● **Exercise directions**: Give only the number of lines in the data that include the string "indexOfOption".

START The records

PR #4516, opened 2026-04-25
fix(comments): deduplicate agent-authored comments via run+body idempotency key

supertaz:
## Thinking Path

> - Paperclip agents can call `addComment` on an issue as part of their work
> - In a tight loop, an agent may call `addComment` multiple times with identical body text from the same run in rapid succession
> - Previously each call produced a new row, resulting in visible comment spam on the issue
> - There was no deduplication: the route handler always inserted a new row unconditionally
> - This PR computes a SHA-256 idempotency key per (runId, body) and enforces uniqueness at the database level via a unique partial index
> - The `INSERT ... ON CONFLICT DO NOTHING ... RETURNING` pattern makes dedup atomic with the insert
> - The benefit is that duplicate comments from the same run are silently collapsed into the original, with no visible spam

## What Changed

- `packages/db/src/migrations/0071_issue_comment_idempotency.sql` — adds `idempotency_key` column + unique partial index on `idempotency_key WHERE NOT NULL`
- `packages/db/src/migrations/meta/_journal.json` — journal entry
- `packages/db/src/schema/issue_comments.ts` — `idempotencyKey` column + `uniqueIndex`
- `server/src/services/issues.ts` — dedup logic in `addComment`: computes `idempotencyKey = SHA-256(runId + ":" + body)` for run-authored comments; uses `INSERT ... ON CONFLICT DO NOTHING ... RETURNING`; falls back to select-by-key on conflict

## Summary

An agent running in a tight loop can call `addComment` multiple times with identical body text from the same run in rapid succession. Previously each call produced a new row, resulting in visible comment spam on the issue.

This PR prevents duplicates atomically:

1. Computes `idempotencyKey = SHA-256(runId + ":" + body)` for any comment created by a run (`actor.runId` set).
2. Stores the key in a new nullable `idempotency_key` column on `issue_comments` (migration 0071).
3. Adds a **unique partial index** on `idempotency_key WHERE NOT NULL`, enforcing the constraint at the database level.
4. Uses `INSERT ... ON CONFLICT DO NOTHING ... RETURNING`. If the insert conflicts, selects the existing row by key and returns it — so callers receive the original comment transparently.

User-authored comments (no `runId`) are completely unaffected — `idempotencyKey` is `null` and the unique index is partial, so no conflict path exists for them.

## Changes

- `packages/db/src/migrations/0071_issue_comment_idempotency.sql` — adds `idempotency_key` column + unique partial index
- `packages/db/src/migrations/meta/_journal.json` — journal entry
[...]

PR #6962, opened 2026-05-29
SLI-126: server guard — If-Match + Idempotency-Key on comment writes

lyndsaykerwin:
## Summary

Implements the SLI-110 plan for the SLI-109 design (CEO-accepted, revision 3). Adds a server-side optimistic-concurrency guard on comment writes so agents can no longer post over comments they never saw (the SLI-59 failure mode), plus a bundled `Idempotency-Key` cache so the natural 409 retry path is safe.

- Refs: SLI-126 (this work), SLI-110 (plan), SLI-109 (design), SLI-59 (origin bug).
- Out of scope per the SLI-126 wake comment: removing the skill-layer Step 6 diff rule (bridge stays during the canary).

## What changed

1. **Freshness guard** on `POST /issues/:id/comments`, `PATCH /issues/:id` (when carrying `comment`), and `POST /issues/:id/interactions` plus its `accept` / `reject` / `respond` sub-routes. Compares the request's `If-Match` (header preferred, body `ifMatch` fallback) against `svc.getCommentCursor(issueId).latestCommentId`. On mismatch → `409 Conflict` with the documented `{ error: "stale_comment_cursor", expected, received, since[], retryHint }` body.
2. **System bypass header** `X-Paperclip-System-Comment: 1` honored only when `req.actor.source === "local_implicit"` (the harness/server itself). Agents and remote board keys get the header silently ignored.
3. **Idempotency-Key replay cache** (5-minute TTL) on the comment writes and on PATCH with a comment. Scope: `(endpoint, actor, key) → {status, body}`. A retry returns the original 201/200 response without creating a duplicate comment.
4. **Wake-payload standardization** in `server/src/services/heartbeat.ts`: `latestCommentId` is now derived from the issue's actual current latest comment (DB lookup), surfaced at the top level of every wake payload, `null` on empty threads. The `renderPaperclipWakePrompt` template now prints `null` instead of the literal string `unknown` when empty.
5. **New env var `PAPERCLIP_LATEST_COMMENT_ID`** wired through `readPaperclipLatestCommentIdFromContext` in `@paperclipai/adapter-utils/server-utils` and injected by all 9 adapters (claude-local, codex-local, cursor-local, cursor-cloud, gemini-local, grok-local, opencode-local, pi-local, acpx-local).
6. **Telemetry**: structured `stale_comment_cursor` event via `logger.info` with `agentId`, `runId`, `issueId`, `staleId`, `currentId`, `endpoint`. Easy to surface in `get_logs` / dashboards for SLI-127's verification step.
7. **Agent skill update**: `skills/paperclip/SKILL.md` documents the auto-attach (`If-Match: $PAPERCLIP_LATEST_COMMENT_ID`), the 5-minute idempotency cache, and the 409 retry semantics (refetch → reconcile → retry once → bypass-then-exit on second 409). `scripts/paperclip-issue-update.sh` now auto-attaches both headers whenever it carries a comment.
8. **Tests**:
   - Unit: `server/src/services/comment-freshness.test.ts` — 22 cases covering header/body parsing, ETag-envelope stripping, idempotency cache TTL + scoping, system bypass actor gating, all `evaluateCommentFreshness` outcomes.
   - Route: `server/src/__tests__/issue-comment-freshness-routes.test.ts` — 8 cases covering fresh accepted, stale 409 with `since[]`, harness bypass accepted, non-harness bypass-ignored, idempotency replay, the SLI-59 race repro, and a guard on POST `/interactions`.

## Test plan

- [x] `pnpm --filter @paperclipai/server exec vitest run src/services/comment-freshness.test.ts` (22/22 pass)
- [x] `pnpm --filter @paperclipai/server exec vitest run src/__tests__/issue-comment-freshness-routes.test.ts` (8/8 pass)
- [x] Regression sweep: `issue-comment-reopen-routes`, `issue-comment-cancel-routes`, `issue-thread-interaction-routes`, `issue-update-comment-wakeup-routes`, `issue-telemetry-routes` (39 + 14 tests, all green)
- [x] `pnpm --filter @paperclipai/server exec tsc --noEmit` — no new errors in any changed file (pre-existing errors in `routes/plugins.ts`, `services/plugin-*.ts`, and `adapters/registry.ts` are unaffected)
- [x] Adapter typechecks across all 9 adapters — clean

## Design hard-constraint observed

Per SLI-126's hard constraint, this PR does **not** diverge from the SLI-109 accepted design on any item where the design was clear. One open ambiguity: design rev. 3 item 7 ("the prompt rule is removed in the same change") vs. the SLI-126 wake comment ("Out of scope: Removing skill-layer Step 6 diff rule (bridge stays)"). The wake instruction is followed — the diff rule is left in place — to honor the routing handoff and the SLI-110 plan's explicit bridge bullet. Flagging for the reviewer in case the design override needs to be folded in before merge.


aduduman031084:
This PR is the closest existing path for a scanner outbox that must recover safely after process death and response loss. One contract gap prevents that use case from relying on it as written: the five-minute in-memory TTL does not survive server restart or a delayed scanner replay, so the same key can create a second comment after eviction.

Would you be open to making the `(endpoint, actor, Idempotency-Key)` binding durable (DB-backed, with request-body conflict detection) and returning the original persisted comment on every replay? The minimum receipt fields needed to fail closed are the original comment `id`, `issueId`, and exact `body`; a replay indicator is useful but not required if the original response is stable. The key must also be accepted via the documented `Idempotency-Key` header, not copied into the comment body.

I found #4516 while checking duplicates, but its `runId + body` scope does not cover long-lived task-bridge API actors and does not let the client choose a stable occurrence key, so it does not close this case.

END The records
START The records

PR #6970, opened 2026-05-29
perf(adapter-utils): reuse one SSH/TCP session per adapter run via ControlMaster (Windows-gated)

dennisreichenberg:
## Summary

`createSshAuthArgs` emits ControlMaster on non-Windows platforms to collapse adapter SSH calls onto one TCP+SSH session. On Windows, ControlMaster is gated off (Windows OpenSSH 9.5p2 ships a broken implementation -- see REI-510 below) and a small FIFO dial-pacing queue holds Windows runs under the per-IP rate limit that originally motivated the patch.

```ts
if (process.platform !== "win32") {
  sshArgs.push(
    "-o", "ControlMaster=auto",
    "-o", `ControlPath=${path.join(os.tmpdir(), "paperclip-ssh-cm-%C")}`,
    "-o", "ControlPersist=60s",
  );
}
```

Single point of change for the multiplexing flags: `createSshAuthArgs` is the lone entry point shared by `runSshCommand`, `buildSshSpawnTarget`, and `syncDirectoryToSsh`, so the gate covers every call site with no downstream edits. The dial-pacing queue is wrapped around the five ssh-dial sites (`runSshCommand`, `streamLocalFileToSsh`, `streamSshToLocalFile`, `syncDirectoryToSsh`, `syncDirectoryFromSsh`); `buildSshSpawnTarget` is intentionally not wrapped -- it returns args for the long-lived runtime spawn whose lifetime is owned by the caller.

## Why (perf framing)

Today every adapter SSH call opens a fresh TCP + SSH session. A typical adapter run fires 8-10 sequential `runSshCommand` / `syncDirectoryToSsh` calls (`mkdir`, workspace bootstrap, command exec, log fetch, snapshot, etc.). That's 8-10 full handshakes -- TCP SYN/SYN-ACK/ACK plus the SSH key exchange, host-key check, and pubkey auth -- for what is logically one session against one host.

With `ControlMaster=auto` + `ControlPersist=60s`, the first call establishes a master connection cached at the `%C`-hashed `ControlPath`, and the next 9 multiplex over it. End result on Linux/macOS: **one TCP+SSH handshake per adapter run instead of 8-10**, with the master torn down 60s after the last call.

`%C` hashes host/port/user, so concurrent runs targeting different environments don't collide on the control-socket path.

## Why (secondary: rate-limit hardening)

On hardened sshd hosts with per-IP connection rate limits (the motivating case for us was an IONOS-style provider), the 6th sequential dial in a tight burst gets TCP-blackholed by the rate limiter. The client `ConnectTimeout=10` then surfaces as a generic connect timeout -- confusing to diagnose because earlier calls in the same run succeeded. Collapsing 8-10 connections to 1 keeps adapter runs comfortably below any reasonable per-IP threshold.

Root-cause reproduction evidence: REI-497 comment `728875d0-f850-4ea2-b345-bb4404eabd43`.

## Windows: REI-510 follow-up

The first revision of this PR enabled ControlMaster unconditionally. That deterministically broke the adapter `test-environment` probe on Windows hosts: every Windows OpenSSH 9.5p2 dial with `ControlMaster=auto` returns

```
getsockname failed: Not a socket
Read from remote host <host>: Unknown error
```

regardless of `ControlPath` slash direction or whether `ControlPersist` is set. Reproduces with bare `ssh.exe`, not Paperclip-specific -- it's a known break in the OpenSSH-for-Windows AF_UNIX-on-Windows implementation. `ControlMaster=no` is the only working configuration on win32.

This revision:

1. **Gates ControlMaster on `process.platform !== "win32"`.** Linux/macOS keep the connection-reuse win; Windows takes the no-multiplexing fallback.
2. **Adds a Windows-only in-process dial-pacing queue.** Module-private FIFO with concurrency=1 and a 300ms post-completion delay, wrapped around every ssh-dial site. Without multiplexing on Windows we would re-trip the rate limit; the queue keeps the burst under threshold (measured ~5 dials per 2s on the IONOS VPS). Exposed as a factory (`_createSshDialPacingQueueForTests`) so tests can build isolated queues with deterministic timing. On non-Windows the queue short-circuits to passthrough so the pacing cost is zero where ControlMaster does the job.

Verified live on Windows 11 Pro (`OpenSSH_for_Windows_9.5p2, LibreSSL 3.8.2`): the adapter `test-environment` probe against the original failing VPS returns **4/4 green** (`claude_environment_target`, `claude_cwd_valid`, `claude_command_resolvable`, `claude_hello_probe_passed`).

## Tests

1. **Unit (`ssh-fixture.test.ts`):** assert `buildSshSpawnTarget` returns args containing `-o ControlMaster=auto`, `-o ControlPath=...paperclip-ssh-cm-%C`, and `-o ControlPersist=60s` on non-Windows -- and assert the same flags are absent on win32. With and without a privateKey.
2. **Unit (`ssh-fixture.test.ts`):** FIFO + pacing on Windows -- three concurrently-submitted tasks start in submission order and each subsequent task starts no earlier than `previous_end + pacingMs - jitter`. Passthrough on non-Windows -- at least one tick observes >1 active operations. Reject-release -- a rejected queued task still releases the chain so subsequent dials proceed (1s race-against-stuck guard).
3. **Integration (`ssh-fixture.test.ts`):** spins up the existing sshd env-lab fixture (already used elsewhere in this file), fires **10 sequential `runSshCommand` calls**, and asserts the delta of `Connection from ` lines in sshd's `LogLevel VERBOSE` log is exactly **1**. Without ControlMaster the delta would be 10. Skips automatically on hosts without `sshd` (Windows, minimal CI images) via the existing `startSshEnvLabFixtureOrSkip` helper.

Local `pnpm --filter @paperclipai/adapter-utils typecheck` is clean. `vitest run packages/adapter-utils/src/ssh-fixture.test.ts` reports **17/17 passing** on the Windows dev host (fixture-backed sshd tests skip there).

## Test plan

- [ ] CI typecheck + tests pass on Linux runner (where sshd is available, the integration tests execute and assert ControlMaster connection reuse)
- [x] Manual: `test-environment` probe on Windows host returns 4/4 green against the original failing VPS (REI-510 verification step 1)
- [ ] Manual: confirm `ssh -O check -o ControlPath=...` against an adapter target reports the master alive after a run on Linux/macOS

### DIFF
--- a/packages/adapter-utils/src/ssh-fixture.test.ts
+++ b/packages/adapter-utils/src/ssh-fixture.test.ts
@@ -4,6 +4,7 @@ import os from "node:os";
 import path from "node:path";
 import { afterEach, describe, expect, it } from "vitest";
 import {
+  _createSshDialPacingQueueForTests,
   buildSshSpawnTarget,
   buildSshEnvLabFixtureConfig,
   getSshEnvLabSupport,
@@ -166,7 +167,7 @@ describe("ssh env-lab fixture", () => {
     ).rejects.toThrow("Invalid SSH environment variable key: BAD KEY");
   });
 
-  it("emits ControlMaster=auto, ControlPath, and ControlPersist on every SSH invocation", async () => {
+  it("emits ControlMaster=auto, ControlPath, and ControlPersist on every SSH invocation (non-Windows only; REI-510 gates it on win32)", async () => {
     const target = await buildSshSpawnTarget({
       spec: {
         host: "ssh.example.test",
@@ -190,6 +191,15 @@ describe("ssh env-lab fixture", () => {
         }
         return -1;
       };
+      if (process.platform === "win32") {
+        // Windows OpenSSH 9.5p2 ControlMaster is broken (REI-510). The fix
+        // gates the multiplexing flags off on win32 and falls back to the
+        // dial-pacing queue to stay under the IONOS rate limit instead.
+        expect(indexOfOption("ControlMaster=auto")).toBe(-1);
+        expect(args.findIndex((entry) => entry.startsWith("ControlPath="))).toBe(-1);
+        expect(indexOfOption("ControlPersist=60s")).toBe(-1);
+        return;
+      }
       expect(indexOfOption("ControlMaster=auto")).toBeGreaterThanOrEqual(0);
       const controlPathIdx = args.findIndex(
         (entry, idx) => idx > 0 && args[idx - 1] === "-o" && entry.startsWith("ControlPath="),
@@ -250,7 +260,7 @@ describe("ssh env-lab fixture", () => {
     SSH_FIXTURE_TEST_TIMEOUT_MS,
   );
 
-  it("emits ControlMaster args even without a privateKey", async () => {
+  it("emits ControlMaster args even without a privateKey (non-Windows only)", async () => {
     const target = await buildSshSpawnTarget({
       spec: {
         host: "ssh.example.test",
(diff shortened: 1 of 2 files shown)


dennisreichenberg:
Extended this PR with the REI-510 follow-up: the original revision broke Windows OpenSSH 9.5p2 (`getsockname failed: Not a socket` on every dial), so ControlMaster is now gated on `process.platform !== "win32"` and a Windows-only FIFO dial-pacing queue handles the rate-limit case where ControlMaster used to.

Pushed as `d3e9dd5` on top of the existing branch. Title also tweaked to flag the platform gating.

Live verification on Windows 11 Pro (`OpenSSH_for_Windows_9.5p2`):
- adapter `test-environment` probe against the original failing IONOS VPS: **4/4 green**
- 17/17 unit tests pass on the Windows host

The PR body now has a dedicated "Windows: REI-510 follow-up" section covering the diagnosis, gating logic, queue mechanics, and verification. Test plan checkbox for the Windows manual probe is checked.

END The records

● **Result**: 3